Problem details: Filter the listing and keep only the lines with the word "Experiments".

%%

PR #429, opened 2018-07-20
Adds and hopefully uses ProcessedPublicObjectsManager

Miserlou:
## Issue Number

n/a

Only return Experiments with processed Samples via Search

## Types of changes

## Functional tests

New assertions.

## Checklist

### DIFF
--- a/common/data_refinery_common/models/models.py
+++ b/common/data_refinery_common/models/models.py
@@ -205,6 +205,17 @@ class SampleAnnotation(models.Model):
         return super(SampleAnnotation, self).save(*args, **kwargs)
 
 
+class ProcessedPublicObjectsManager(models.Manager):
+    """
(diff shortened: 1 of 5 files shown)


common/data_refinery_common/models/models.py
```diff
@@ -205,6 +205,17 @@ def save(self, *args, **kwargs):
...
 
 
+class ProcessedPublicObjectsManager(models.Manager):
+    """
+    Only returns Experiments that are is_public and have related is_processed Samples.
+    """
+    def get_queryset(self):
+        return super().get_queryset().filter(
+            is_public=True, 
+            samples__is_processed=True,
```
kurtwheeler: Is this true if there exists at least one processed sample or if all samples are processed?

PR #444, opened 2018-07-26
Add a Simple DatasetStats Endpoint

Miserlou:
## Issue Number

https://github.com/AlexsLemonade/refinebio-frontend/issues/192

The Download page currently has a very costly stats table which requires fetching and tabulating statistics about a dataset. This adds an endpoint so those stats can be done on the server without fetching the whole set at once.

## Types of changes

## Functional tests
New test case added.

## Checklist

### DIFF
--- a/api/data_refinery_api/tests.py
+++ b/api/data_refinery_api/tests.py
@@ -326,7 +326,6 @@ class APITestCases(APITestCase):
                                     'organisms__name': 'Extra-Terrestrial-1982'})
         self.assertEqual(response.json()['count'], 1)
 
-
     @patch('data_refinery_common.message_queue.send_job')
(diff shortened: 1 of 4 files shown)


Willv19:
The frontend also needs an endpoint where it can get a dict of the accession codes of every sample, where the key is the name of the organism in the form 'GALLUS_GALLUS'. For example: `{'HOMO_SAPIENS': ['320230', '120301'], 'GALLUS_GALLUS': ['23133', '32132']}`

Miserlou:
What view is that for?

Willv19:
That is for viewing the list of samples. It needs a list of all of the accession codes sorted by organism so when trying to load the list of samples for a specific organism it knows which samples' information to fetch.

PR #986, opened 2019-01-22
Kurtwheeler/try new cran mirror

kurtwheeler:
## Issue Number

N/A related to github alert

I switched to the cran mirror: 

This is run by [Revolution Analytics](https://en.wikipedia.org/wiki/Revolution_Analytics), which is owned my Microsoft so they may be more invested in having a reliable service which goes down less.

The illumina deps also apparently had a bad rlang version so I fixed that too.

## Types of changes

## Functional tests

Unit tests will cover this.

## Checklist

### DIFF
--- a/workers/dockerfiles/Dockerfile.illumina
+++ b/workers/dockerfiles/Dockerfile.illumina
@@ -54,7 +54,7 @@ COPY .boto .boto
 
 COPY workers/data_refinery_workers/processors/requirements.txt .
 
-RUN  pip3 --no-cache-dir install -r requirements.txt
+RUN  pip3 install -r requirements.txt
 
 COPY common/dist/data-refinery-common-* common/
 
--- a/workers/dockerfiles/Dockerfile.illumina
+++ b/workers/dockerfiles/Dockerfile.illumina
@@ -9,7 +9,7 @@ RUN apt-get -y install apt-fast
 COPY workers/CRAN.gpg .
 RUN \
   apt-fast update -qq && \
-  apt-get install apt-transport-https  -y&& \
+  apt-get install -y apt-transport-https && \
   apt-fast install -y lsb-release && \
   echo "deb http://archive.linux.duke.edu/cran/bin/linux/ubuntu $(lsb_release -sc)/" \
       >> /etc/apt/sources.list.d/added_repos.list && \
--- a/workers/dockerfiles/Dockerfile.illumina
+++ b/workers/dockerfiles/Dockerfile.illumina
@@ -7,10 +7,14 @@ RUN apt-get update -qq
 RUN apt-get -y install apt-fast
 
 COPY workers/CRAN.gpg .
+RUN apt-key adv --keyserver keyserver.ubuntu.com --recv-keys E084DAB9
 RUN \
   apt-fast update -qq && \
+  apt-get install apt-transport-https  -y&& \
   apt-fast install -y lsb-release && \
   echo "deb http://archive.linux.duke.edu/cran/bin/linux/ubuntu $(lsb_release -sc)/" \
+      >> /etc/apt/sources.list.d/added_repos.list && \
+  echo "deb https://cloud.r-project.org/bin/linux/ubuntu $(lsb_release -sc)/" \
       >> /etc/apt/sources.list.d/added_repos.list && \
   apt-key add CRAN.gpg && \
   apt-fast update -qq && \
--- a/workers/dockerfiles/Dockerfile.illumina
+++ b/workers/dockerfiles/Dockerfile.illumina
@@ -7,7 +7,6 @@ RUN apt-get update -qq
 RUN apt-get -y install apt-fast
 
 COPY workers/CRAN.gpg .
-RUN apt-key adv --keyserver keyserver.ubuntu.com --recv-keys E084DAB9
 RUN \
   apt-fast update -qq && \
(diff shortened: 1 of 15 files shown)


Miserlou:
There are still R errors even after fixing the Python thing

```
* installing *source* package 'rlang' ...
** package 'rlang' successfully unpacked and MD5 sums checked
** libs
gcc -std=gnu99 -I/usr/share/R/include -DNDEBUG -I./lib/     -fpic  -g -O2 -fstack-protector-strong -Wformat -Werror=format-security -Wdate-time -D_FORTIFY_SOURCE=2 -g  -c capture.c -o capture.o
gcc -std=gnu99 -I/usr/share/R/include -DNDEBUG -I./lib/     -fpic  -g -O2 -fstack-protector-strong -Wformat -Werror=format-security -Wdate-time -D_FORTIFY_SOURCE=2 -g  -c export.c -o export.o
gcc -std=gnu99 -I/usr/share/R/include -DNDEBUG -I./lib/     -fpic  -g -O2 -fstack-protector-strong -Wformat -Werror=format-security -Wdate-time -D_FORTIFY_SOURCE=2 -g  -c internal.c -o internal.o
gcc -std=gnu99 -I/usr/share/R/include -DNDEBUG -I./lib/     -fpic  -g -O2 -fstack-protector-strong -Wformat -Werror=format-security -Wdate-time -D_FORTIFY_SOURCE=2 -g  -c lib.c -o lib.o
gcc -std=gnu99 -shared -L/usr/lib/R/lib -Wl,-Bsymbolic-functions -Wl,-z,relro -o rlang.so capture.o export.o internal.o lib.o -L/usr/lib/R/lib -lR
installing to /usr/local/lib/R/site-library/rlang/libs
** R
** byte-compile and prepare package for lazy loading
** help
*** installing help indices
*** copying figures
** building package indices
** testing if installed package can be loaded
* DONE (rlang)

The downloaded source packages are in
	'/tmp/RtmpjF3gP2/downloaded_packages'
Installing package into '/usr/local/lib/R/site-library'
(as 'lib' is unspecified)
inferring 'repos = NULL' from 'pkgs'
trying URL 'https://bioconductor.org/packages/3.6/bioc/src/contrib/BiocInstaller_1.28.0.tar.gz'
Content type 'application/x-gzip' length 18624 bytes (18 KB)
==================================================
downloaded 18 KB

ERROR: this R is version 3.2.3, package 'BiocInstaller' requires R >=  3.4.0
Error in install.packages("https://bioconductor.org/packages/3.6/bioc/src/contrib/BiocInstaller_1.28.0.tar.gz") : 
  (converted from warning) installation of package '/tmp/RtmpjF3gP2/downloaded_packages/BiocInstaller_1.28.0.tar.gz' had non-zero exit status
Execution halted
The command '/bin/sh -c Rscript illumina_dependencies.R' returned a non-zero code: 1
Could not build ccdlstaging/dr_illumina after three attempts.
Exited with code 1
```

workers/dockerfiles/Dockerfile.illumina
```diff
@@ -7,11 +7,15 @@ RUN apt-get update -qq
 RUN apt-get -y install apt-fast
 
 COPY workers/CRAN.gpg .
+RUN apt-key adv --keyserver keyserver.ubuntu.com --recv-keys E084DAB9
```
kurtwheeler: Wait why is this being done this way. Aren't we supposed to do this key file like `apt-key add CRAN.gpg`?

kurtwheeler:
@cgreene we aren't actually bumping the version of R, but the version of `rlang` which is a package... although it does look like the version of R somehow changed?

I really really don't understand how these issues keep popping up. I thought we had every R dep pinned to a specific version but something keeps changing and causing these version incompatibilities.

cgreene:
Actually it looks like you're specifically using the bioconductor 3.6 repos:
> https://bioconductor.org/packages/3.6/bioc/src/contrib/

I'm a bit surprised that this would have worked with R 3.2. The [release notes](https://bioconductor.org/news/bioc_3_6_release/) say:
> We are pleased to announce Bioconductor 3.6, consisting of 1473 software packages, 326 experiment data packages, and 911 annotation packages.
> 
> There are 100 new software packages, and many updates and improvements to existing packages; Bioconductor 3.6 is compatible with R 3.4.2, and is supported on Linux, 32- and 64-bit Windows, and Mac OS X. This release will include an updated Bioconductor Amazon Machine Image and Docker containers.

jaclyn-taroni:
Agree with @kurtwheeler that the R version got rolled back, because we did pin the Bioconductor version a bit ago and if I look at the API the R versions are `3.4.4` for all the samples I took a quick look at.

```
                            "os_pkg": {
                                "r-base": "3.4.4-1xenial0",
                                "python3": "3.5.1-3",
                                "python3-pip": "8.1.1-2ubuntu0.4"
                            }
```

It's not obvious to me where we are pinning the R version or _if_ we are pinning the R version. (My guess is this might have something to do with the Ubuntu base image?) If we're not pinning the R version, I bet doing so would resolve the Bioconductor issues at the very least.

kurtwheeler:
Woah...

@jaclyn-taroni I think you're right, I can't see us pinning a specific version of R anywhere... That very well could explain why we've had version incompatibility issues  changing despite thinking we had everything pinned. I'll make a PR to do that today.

%%

Reply:
Only return Experiments with processed Samples via Search
+    Only returns Experiments that are is_public and have related is_processed Samples.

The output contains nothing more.